▶ [TASK]: The answer must be a single number: how many lines below contain "opened".
___ DATA EXTRACTS
PR #2186, opened 2025-02-19
fix: accordion behavior

chdeskur:
This PR queues up the change in accordion behavior to allow for deep-linking within accordions.


packages/fern-docs/ui/src/mdx/bundlers/mdx-bundler.ts
```diff
@@ -147,11 +147,17 @@ async function serializeMdxImpl(
           {
             mdxJsxElementAllowlist: {
               Frame: ["caption"],
-              Tab: ["title"],
-              Card: ["title", "icon"],
-              Callout: ["title", "icon"],
-              Step: ["title"],
-              Accordion: ["title"],
+              Tab: ["title", "id"],
```
abvthecity, line 150: the intent of the mdxJsxElementAllowlist is to specifically allow using JSX inside of those props (for example, adding a <bold> tag in the title, or using an  tag in icon). ID should always be a string.

packages/fern-docs/ui/src/mdx/bundlers/next-mdx-remote.ts
```diff
@@ -69,7 +69,13 @@ function withDefaultMdxOptions(
           Card: ["title", "icon"],
           Callout: ["title", "icon"],
           Step: ["title"],
-          Accordion: ["title"],
+          Accordion: ["title", "id"],
+          h1: ["id"],
+          h2: ["id"],
+          h3: ["id"],
```
chdeskur, line 75: will remove this as well

chdeskur:
https://github.com/user-attachments/assets/a1c4000c-872e-4442-a140-50c7a539afb3

abvthecity (approved):

PR #2194, opened 2025-02-20
fix: OpenApi Parser v2 return auths if types are nullish

RohinBhargava:

* Previously, auths were not propagating if there were no schemas. Now they do

* Customer edge case

* Snapshot test


packages/parsers/src/openapi/3.1/OpenApiDocumentConverter.node.ts
```diff
@@ -138,6 +138,7 @@ export class OpenApiDocumentConverterNode extends BaseOpenApiV3_1ConverterNode<
     > = computeSubpackages({ endpoints, webhookEndpoints: webhooks });
 
     const { types, auths } = this.components?.convert() ?? {};
+    console.log(types, auths);
```
Swimburger, line 141: intentional log?

Swimburger (approved):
______
▶ [WRITTEN RESPONSE]: 2